• [INSTRUCTIONS FOR THE TASK]: Among the lines below, take the one holding "preset is later", the one holding "(email, Slack, webhooks).", and all lines between them. Set them down exactly.

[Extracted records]
PR #155, opened 2026-08-01
docs(spec): scope browser/sound notifications to a saved filter preset

### LINKED ISSUE #152: feat(notifications): scope browser/sound notifications to a saved filter preset
## User & need

Today the only notification filter is **severity** (`enabled_severities`, gated client-side in
`internal/webui/templates/scripts/notification_service.templ:240` `shouldNotify()`).

On a shared Alertmanager (multi-team, multi-tenant Mimir), the on-call engineer for team A gets a
browser popup + sound for **every** `critical` in the estate, including the 30 alerts that belong
to teams B and C. The practical outcome at 3am is the one that matters: people turn browser
notifications off entirely, and then miss the alert that was actually theirs.

Users already express "which alerts are mine" precisely — as a **saved filter preset**
(alertmanagers / severities / statuses / teams / alertNames + search). That scope is simply not
reused by the notification path.

## Proposed feature

In **Notification settings**, next to the severity checkboxes, add:

> Notify me only for alerts matching: `[ All alerts ▾ ]` (dropdown of the user's filter presets,
> including shared ones)

- Default `All alerts` → today's behaviour, unchanged.
- Pick a preset → browser notification and sound fire only for new alerts that match that preset
  **and** pass the existing severity gate (the two are ANDed; severity stays the quick knob).
- The dashboard view itself is untouched — this only scopes *notifications*, so an operator can
  keep browsing everything while being pinged only for their scope.
- If the selected preset is deleted, the setting falls back to `All alerts` (and the dropdown
  shows the fallback).

## Approach

- `proto/alert.proto`: add `string notification_filter_preset_id` to `NotificationPreference` and
  `SaveNotificationPreferencesRequest`; regenerate with `make proto` (never hand-edit `*.pb.go`).
- Backend: extend the notification-preference GORM model + service so the new column round-trips
  (nullable/empty = all alerts). No new RPC needed.
- WebUI: `internal/webui/handlers/notification_handlers.go` passes the field through in
  `GetNotificationPreferences` / `SaveNotificationPreferences`.
- UI: `internal/webui/templates/components/notification_settings.templ` gains the preset
  `<select>`, populated from the already-existing `GET /api/v1/dashboard/filter-presets`;
  state lives with the rest in `dashboard_settings.templ`. Regenerate with `make webui-templates`.
- Matching: extend `shouldNotify(alert)` in `notification_service.templ` with a small matcher over
  the preset's `filter_data` (the same list semantics as the server-side
  `alertPassesAlertLevelFilters` in `internal/webui/handlers/dashboard_handlers.go:403` — empty
  list = no constraint). Keep it a pure function so it is unit-testable.
- The preset's `filter_data` is fetched once on settings load and refreshed when the user changes
  the selection; no extra request per alert.

## Acceptance criteria

- With `All alerts` selected, notification behaviour is byte-for-byte today's behaviour.
- With a preset selected, a new firing alert that does not match the preset produces **no** browser
  notification and **no** sound, while a matching one still does.
- Severity gate still applies on top: an alert matching the preset but with a disabled severity does
  not notify.
- The selection survives a page reload and a re-login (persisted through the backend, not
  localStorage).
- Deleting the selected preset degrades to `All alerts` without a JS error.
- A unit test covers the matcher (match / no-match / empty-filter cases).

## Out of scope

- Server-side notification delivery (email, Slack, webhooks) — this stays browser notifications.
- Per-preset *sound* choice, quiet hours, or scheduling.
- Changing what the dashboard table displays.
- Multiple presets selected at once — one preset, one scope.

SoulKyu:
## Summary
- Adds the planning spec for #152 at `specs/2026-08-01-152-feat-notifications-scope-browser.md`
- Covers proto/backend field round-trip, a new pure/testable JS matcher (`internal/webui/static/js/notification-matcher.js` + `node --test`), and the settings-modal UI, while calling out that the new preset scope must stay independent of the existing live-dashboard-filter coupling in `processNewAlerts`

## Test plan
- [ ] Spec reviewed for scope alignment with issue #152 acceptance criteria
- [ ] No code changes in this PR — implementation to follow in a separate PR

Closes #152

<sub>🔁 Powered by <a href="https://github.com/nexu-io/looper">Looper</a> · runner=planner · agent=claude-code · An autonomous AI dev team for your GitHub repos.</sub>

### DIFF
--- a/specs/2026-08-01-152-feat-notifications-scope-browser.md
+++ b/specs/2026-08-01-152-feat-notifications-scope-browser.md
@@ -1,0 +1,187 @@
+# Spec: scope browser/sound notifications to a saved filter preset
+
+- Issue: [SoulKyu/notificator#152](https://github.com/SoulKyu/notificator/issues/152)
+- Date: 2026-08-01
+- Status: planned
+
+## Problem
+
+The only notification filter today is severity (`enabledSeverities`, gated in
+`shouldNotify()` at `internal/webui/templates/scripts/notification_service.templ:240`).
+On a shared Alertmanager (multi-team, multi-tenant Mimir), the on-call
+engineer for team A gets a browser popup + sound for every `critical` in the
+estate, including alerts that belong to other teams. The practical failure
+mode: people turn browser notifications off entirely and miss the one that
+was theirs.
+
+Users already express "which alerts are mine" precisely, as a **saved filter
+preset** (alertmanagers / severities / statuses / teams / alertNames). That
+scope isn't reused by the notification path.
+
+There is a second, undocumented coupling worth naming: `processNewAlerts`
+(`internal/webui/templates/scripts/dashboard_data.templ:454`) already ANDs
+new-alert notifications against `this.filters` — the dashboard's *live,
+currently-applied* view filters — via `alertMatchesFilters()`
+(`notification_service.templ:351`). The settings modal even documents this
+("Notifications respect your current dashboard filters",
+`internal/webui/templates/components/notification_settings.templ:160`). That
+coupling is exactly the anti-pattern this feature must not deepen: it means
+notification scope silently changes whenever the operator changes what
+they're looking at, so getting scoped notifications today means never
+browsing outside your own filter. The new preset-based scope must be
+**independent of the live view filters** so an operator can browse
+everything while being pinged only for their scope — this is the point of
+the feature, not an edge case of it.
+
+## Goals
+
+1. Notification settings gets a preset picker: "Notify me only for alerts
+   matching: `[ All alerts ▾ ]`", populated from the user's filter presets
+   (including shared ones), next to the existing severity checkboxes.
+2. Default `All alerts` (empty/null selection) → byte-for-byte today's
+   behaviour.
+3. Selecting a preset scopes browser notification + sound to alerts that
+   match that preset's `filter_data` **and** pass the severity gate (ANDed;
+   severity stays the quick knob). This scope is independent of the live
+   dashboard `filters` / current view — it does not touch
+   `processNewAlerts`'s existing `alertMatchesFilters(alert, currentFilters)`
+   call, it adds a second, separate check.
+4. The selection persists server-side (survives reload and re-login).
+5. If the selected preset is later deleted, the setting falls back to `All
+   alerts` without a JS error, and the dropdown reflects the fallback.
+
+## Non-goals (per issue)
+
+- Server-side notification delivery (email, Slack, webhooks).
+- Per-preset sound choice, quiet hours, scheduling.
+- Changing what the dashboard table displays.
+- Selecting multiple presets at once.
+- Matching the preset's free-text `search` field. The existing list-based
+  matchers (`alertMatchesFilters` client-side, `alertPassesAlertLevelFilters`
+  server-side at `internal/webui/handlers/dashboard_handlers.go:403`) both
+  deliberately treat search as a separate, fuzzy concern from label-list
+  filtering; the preset scope reuses their semantics (empty list = no
+  constraint) and stays list-only for the same reason.
+
+## Approach
+
+### Proto + backend (round-trip the field, no new RPC)
+
+- `proto/alert.proto`: add `string notification_filter_preset_id = 8;` to
+  `NotificationPreference` (`proto/alert.proto:480`) and
+  `string notification_filter_preset_id = 4;` to
+  `SaveNotificationPreferencesRequest` (`proto/alert.proto:467`).
+  Regenerate with `make proto` — never hand-edit `*.pb.go`.
+- `internal/backend/models/notification_preference.go`: add
+  `NotificationFilterPresetID string \`gorm:"type:varchar(36)" json:"notification_filter_preset_id,omitempty"\`
+  ` (nullable/empty = all alerts). Schema change is picked up by the
+  existing `AutoMigrate()` (`internal/backend/database/gorm_db.go:114`) —
+  no hand-written migration.
+- `internal/backend/services/services.go`: thread the field through
+  `GetNotificationPreferences` (~line 2520) and
+  `SaveNotificationPreferences` (~line 2566), same shape as
+  `EnabledSeverities` today. No ownership/existence check against
+  `filter_presets` server-side — the dropdown only ever offers presets the
+  session can already see (own + shared), so an invalid/foreign ID can't
+  reach the save call through the UI; the deleted-preset case is handled by
+  the client falling back to "All alerts" (Goal 5), not by backend
+  validation.
+- `internal/webui/client/backend_client.go`: add the field to the
+  `NotificationPreferences` struct (`:1440`) and thread it through
+  `GetNotificationPreferences`/`SaveNotificationPreferences` (`:1447`,
+  `:1485`), mirroring `EnabledSeverities`.
+- `internal/webui/handlers/notification_handlers.go`: pass
+  `notification_filter_preset_id` through `GetNotificationPreferences`
+  (`:15`) and `SaveNotificationPreferences` (`:44`) request/response JSON,
+  same pattern as the existing three fields.
+
+### Pure, testable matcher (new static JS, not templ-inline)
+
+The repo has no JS test runner and no `static/js/` directory today — all
+notification logic lives inline in `<script>` blocks inside `.templ` files,
+which can't be `require`d by a test. The issue explicitly asks for the
+matcher to be "a pure function so it is unit-testable", so:
+
+- New `internal/webui/static/js/notification-matcher.js` (plain JS, served
+  automatically — `r.Static("/static", ...)` at `internal/webui/router.go:159`
+  already covers the whole static tree, no router change needed). Exports
+  one function: `matchesPreset(alert, filterData)`, adapting field names
+  (`filterData.alert_names` → the `alertNames` shape `alertMatchesFilters`
+  already expects) and reusing the exact same list semantics as
+  `alertMatchesFilters` (`notification_service.templ:351`) — alertmanagers,
+  severities, statuses, teams, alertNames, empty list = no constraint.
+  This is new code only for the field-name adapter; the matching semantics
+  are copied from, not reinvented from, the existing function.
+- Load it via one `<script src="/static/js/notification-matcher.js">` tag
+  before `notification_service.templ`'s script (wherever `NotificationService()`
+  is rendered, e.g. `internal/webui/templates/pages/NewDashboard.templ`).
+- `shouldNotify(alert)` (`notification_service.templ:240`) gets one more
+  check after the severity gate: if
+  `this.preferences.notificationFilterPresetId` is set and its cached
+  `filter_data` is loaded, `window.NotificationMatcher.matchesPreset(alert,
+  filterData)` must also be true.
+- Test: `internal/webui/static/js/notification-matcher.test.js` using
+  Node's built-in test runner (`node --test`, `node:assert`) — zero new
+  dependencies. Covers match / no-match / empty-filter-data cases per the
+  acceptance criteria. Add `"test": "node --test internal/webui/static/js"`
+  to `package.json`'s `scripts`.
+
+### Frontend state + UI
+
+- `internal/webui/templates/scripts/dashboard_settings.templ`:
+  - `loadNotificationPreferences()` (`:890`) and `saveNotificationPreferences()`
+    (`:924`) gain `notificationFilterPresetId`, mirroring how
+    `enabledSeverities` is already read/written.
+  - New `loadNotificationPresetFilterData()`: fetch
+    `GET /api/v1/dashboard/filter-presets?include_shared=true` (already
+    exists, used today by `dashboard_filter_presets.templ:79`) once when the
+    Notifications settings tab is opened, to populate the `<select>` options
+    and cache the `filter_data` of whichever preset is selected. Re-fetch
+    only on selection change, not per-alert — no extra request per alert per
+    the issue's explicit constraint.
+  - If the previously-saved `notificationFilterPresetId` isn't present in
+    the fetched list (deleted preset), reset to `null`/`All alerts` client-side
+    (Goal 5) and let the next save persist that fallback.
+- `internal/webui/templates/components/notification_settings.templ`: add
+  the preset `<select>` (Alpine `x-model="notificationPreferences.notificationFilterPresetId"`,
+  options from the loaded preset list, first option "All alerts" = empty
+  string) next to the severity checkboxes (~line 87). Update the "How it
+  works" copy (`:160`, "Notifications respect your current dashboard
+  filters") to also mention the independent preset scope, since that line
+  is the one currently documenting the coupling this feature must not
+  conflate with.
+- Regenerate with `make webui-templates` — never hand-edit `*_templ.go`.
+
+## Risks / trade-offs
+
+- **Field-name drift**: `filter_data` uses `alert_names` (snake_case, see
+  `dashboard_filter_presets.templ:176`) while `alertMatchesFilters` expects
+  `alertNames`. The adapter must translate this explicitly; a naive pass-through
+  would silently no-op the alertName constraint. Covered by the unit test's
+  match/no-match cases.
+- **Stale cached filter_data**: the preset's `filter_data` is fetched once
+  per settings-modal open/selection-change, not live. If someone edits the
+  shared preset's filters in another tab, this tab's notification scope is
+  stale until the settings modal is reopened. Acceptable — same staleness
+  window the issue's "fetched once on settings load" approach already
+  accepts, and presets change far less often than alerts fire.
+- **Two independent AND gates now exist** (live-view filters in
+  `processNewAlerts`, and the new preset scope in `shouldNotify`). Worth a
+  code comment at the `shouldNotify` call site so a future reader doesn't
+  conflate or try to merge them.
+
+## Validation
+
+- `go build ./...` after proto regen (`make proto`) and template regen
+  (`make webui-templates`).
+- `node --test internal/webui/static/js` for the matcher unit test
+  (match / no-match / empty-filter-data cases, per acceptance criteria).
+- Manual (`make test` docker-compose stack):
+  1. `All alerts` selected → confirm notification behaviour unchanged.
+  2. Select a preset scoped to one team → fire/observe a non-matching
+     critical alert (no popup/sound) and a matching one (popup + sound).
+  3. Disable the matching alert's severity → confirm no notification even
+     though the preset matches (severity gate still applies on top).
+  4. Reload the page and re-login → confirm the preset selection persists.
+  5. Delete the selected preset → confirm the dropdown falls back to `All
+     alerts` with no console error.
--- a/specs/2026-08-01-152-feat-notifications-scope-browser.md
+++ b/specs/2026-08-01-152-feat-notifications-scope-browser.md
@@ -128,10 +128,31 @@ matcher to be "a pure function so it is unit-testable", so:
 
 ### Frontend state + UI
 
+- `internal/webui/templates/scripts/notification_service.templ` is the
+  actual source of truth for `this.preferences` (`shouldNotify()` at `:240`
+  reads off it directly) and must gain `notificationFilterPresetId` first:
+  - `loadPreferences()` (`:84`-`:105`) reconstructs `this.preferences` from
+    an explicit field allowlist — add
+    `notificationFilterPresetId: result.data.notification_filter_preset_id || null`
+    to it, or the field is silently dropped on every page load/reload
+    (breaks Goal 4).
+  - `savePreferences(preferences)` (`:108`-`:136`) POSTs an explicit-allowlist
+    body — add `notification_filter_preset_id: preferences.notificationFilterPresetId`
+    to it. Without this, `dashboard_core.templ`'s `enableNotifications()`
+    (`:600`-`:616`, the "Enable Notifications" banner) calls `savePreferences`
+    with `window.notificationService.preferences` as-is and would silently
+    reset an already-configured preset scope back to "All alerts" as a
+    side effect of granting browser permission.
 - `internal/webui/templates/scripts/dashboard_settings.templ`:
-  - `loadNotificationPreferences()` (`:890`) and `saveNotificationPreferences()`
-    (`:924`) gain `notificationFilterPresetId`, mirroring how
-    `enabledSeverities` is already read/written.
+  - `loadNotificationPreferences()` (`:890`) copies from
+    `window.notificationService.preferences` (documented as the "Single
+    source of truth") rather than fetching independently — once
+    `notification_service.templ`'s `loadPreferences()` carries the field
+    (above), add `notificationFilterPresetId` to both the primary copy and
+    the fallback-fetch branch here, mirroring how `enabledSeverities` is
+    already read.
+  - `saveNotificationPreferences()` (`:924`) gains `notificationFilterPresetId`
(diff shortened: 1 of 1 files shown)


specs/2026-08-01-152-feat-notifications-scope-browser.md
```diff
@@ -0,0 +1,187 @@
...
+  dependencies. Covers match / no-match / empty-filter-data cases per the
+  acceptance criteria. Add `"test": "node --test internal/webui/static/js"`
+  to `package.json`'s `scripts`.
+
+### Frontend state + UI
+
+- `internal/webui/templates/scripts/dashboard_settings.templ`:
+  - `loadNotificationPreferences()` (`:890`) and `saveNotificationPreferences()`
+    (`:924`) gain `notificationFilterPresetId`, mirroring how
+    `enabledSeverities` is already read/written.
```
SoulKyu: The plan only threads `notificationFilterPresetId` through `dashboard_settings.templ`'s `loadNotificationPreferences()`/`saveNotificationPreferences()`, but that isn't where the field actually needs to live to satisfy Goal 4 ("selection persists server-side, survives reload") and `shouldNotify()`'s read of `this.preferences.notificationFilterPresetId`.

Verified in the current code: `dashboard_settings.templ:890`'s `loadNotificationPreferences()` doesn't independently fetch — it copies from `window.notificationService.preferences` (its own comment calls this "Single source of truth"). That object is populated by `notification_service.templ:84-105`'s `loadPreferences()`, which reconstructs `this.preferences` from an explicit 3-field allowlist (`browserNotificationsEnabled`, `enabledSeverities`, `soundNotificationsEnabled` — lines 93-97) that silently drops any other field in the backend response. `shouldNotify()` (`notification_service.templ:240`) reads `this.preferences.notificationFilterPresetId` directly off that same object.

Concrete failure (this is exactly the spec's own Validation step 4 — "Reload the page ... confirm the preset selection persists"): user selects a preset scope, saves successfully (persisted server-side), then reloads the page. `loadPreferences()` fetches the backend value but its allowlist discards `notification_filter_preset_id`, so `this.preferences.notificationFilterPresetId` is `undefined` after reload. `shouldNotify()`'s preset check silently no-ops and the user is back to getting notified for every alert matching severity — Goal 4 fails.

There's a second, related site with the same root cause: `notification_service.templ:108-136`'s `savePreferences(preferences)` also POSTs an explicit-allowlist body (lines 116-120, no `notification_filter_preset_id`). It's called from `dashboard_core.templ:614-616` (`enableNotifications()`, the "Enable Notifications" banner quick-action) with `window.notificationService.preferences` as-is. If a user has already configured a preset scope and later clicks that banner to grant/re-grant permission, this silently POSTs a body without the preset field, resetting the server-side scope back to "All alerts" as a side effect of an unrelated action.

Suggested fix: add `notification_service.templ`'s `loadPreferences()` and `savePreferences()` to the list of touched files/functions in this section, with the same field added to their explicit allowlists (both the `this.preferences = {...}` reconstruction at load and the JSON.stringify body at save). Also worth stating explicitly in this section when the preset's `filter_data` cache (used by `matchesPreset`) gets populated on a fresh page load — as written, `loadNotificationPresetFilterData()` only fires "once when the Notifications settings tab is opened," so a user who reloads the page without reopening Settings this session has a valid `notificationFilterPresetId` but no cached `filter_data`, and the spec doesn't say what `shouldNotify()` should do in that state (treat as unscoped vs. fail closed).

SoulKyu (commented):
@SoulKyu Reviewed the spec for scoping browser/sound notifications to a saved filter preset. The proto/backend/model line references are all verified accurate against the current codebase, and the goal of decoupling notification scope from the live dashboard filter is well-motivated. One gap in the "Frontend state + UI" section needs to be closed before implementation starts — see the inline comment.



specs/2026-08-01-152-feat-notifications-scope-browser.md
SoulKyu: @SoulKyu This has been fixed in cf748b4.

Added notification_service.templ's loadPreferences()/savePreferences() allowlist updates to the spec's Frontend state + UI section, noted the enableNotifications() banner side-effect risk, and documented the reload-vs-tab-open filter_data cache gap with a fail-open (unscoped) resolution.




SoulKyu:
**Looper fixer round complete** — cf748b4

- ✅ Review comment on `specs/2026-08-01-152-feat-notifications-scope-browser.md` (@SoulKyu) — [thread](https://github.com/SoulKyu/notificator/pull/155#discussion_r3694750899)
  - Added notification_service.templ's loadPreferences()/savePreferences() allowlist updates to the spec's Frontend state + UI section, noted the enableNotifications() banner side-effect risk, and documented the reload-vs-tab-open filter_data cache gap with a fail-open (unscoped) resolution.


SoulKyu:
## 🧪 QA Report

Spec/docs-only PR (`looper/planner/*`, diff = 1 file under `specs/`) → the feature is intentionally
not implemented, so I graded the **spec** against the live codebase at `25f7db3`, booted from
`docker-build-all` + `docker compose up -d` (host `make test` dies at `webui-templates`: `templ`
not on PATH, Error 127 — the Dockerfile installs it itself, so the images build fine).

| Criterion (spec claim) | Result | Evidence |
|---|---|---|
| Every `file:line` pointer is accurate at this SHA | ✅ | Checked all 16: `notification_service.templ:240/351`, `dashboard_data.templ:454`, `notification_settings.templ:160`, `dashboard_handlers.go:403`, `gorm_db.go:114`, `services.go:2520/2566`, `backend_client.go:1440/1447/1485`, `notification_handlers.go:15/44`, `router.go:159`, `dashboard_settings.templ:890/924`, `dashboard_filter_presets.templ:79/176`, `alert.proto:467/480` — all exact. |
| `proto/alert.proto`: add the field with the numbers given | ❌ | Spec says `string notification_filter_preset_id = 4;` in `SaveNotificationPreferencesRequest`, but `sound_notifications_enabled = 4` already exists (`alert.proto:471`). Reproduced with the spec's exact snippet: `protoc` → `Field number 4 has already been used in "SaveNotificationPreferencesRequest" by field "sound_notifications_enabled"`. `make proto` fails as written; next free number is 5. (The `= 8` for `NotificationPreference` is correct.) |
| New column round-trips via existing `AutoMigrate()`, no hand-written migration | ✅ | Tested on an **existing, populated** DB: `ALTER TABLE notification_preferences DROP COLUMN sound_notifications_enabled` → `docker restart notificator-backend` → column recreated by AutoMigrate, existing row preserved. |
| `shouldNotify()` gate reads `this.preferences.notificationFilterPresetId` | ❌ | The spec's file list never touches `notification_service.templ:84 loadPreferences()`, which builds `this.preferences` as a hard-coded 3-field literal. Live on `/dashboard` (Playwright, logged-in user with a saved preference): `Object.keys(notificationService.preferences)` = `["browserNotificationsEnabled","enabledSeverities","soundNotificationsEnabled"]` and `preferences.notificationFilterPresetId` is `undefined`. Implemented as written, the preset gate is skipped on every page load → **fail-open, every alert notifies**. For the same reason `dashboard_settings.templ:890` ("mirroring `enabledSeverities`") reads the field from `svcPreferences`, which will never carry it → the dropdown also shows `All alerts` after reload. Breaks issue AC #2 and #4. |
| `filter_data` fetched "once when the Notifications settings tab is opened" is available to the notification path | ❌ | `shouldNotify()` runs from page load on every SSE alert; per the spec the cache lives in the settings-modal component and is only populated when the Notifications tab is opened. The spec's own guard ("if the preset id is set **and its cached `filter_data` is loaded**") then fails open, not closed. The spec also never says where that cache lives or how `notificationService` reaches it. (`window.currentSettingsModal` does exist at page load, so an `init()`-time fetch would work — but that is not what the spec prescribes.) |
| Non-goal "don't match the preset's `search` field", justified by existing matcher precedent | ❌ | The justification is false for the server-side function it cites: `alertPassesAlertLevelFilters` (`dashboard_handlers.go:404`) applies `filters.Search` as its **first** check. (It also skips `statuses`, which the client-side `alertMatchesFilters` does check — the two are not "the same list semantics".) Consequence: issue #152 defines preset scope as "alertmanagers / severities / statuses / teams / alertNames **+ search**"; a preset whose scope is expressed as a search term (a first-class preset field — saved at `dashboard_filter_presets.templ:294`, restored at `:171`) would notify on everything the label lists allow. Scope dropped from the issue's AC on an inaccurate premise. |
| `node --test internal/webui/static/js` is a working validation command | ❌ | Reproduced on Node v24.14.1 (the repo pins no Node version — `Dockerfile.webui` installs alpine `nodejs`, the runtime image has none): `node --test <dir>` no longer discovers recursively, it tries to execute the directory → `Error: Cannot find module '.../js'`. Same for the `package.json` script the spec adds. `node --test "internal/webui/static/js/**/*.test.js"` passes (`fail 0`). |
| Matcher is both a browser global and unit-testable with `node --test` | ❌ | The spec asks for `window.NotificationMatcher.matchesPreset` loaded via `<script src>` **and** a `node --test` unit test, with no module-export guard. Built the file exactly as described and `require`d it: `ReferenceError: window is not defined`. Needs an explicit `typeof module !== 'undefined' && (module.exports = …)` (or an ESM/CJS split) that the spec does not mention. |
| New `static/js/` subtree is served with no router change | ✅ | `docker exec … mkdir -p internal/webui/static/js` + `docker cp notification-matcher.js` into the running webui → `GET /static/js/notification-matcher.js` → **200** with the file body. `r.Static("/static", staticPath)` (`router.go:159`) plus `COPY … /app/internal/webui/static` (`Dockerfile.webui:55`) confirm it. |
| Risk "field-name drift `alert_names` vs `alertNames`" is real | ✅ | Verified live in the page: `notificationService.alertMatchesFilters(alert, {severities:["critical"],teams:["team-a"],alert_names:["DiskFull"]})` → **`true`** for an alert named `SomethingElse` (constraint silently no-ops), vs `false` with `alertNames`. Also confirmed the API shape: `POST /api/v1/dashboard/filter-presets` returns `filter_data: {"severities":…,"teams":…,"alert_names":…}` and **omits empty lists entirely** — the copied `filters.x && filters.x.length > 0` semantics handle the missing keys, so that part holds. |
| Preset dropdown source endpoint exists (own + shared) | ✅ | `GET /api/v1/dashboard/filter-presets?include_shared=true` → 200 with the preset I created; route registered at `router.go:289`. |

• [YOUR RESPONSE]:
+5. If the selected preset is later deleted, the setting falls back to `All
+   alerts` without a JS error, and the dropdown reflects the fallback.
+
+## Non-goals (per issue)
+
+- Server-side notification delivery (email, Slack, webhooks).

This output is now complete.